Tien Shan birch mouse
- Conservation status: Least Concern (IUCN 3.1)

Scientific classification
- Kingdom: Animalia
- Phylum: Chordata
- Class: Mammalia
- Order: Rodentia
- Family: Sminthidae
- Genus: Sicista
- Species: S. tianshanica
- Binomial name: Sicista tianshanica (Salensky, 1903)

= Tien Shan birch mouse =

- Genus: Sicista
- Species: tianshanica
- Authority: (Salensky, 1903)
- Conservation status: LC

Species of rodent

The Tien Shan birch mouse (Sicista tianshanica) is a species of rodent in the family Sminthidae. It is found in China, Kazakhstan and Kyrgyzstan.

==Description==
The Tien Shan birch mouse grows to a length of about 70 mm with a tail length of about one and a half times its body length. The dorsal fur is a uniform yellowish-grey and there is no vertebral stripe as there is in the long-tailed birch mouse (Sicista caudata). The flanks are straw-coloured, the chin and throat are white and the underparts whitish-grey tinged with buff. The back of the skull is longer than that of the southern birch mouse (Sicista subtilis).

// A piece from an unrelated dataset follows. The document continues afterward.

PR #6317, opened 2026-01-23
Fix: keep WebSocket subscriptions on resubscribe failure

AYUSHMIT:
## Summary
This change fixes an edge case during WebSocket reconnection where active subscriptions could be permanently dropped.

==Distribution and habitat==
The Tien Shan birch mouse is native to China, Kazakhstan and Kyrgyzstan. Its typical habitat is piedmont plains, mountain forests, alpine meadows and forest borders.

==Behaviour==
The Tien Shan birch mouse does not have the specialised limbs of the Dipodidae, but still moved primarily by jumping. The long tail is semi-prehensile and assists it by winding round small branches when it scrambles about in bushes and low vegetation. It is primarily nocturnal, being particularly active at dusk. It feeds mainly on insects, molluscs and earthworms early in the year, moving on to a diet of berries and seeds in the summer and autumn. It hibernates for a long period, depending on location. In the Issyk-kul region it is only active between May and October. One litter of three to seven young is born around mid-summer.

==Status==
The Tien Shan birch mouse has a wide range and is locally abundant, though its population fluctuates considerably. No specific threats have been identified and there are several protected areas within its distribution range, so the International Union for Conservation of Nature has assessed it as being of "least concern".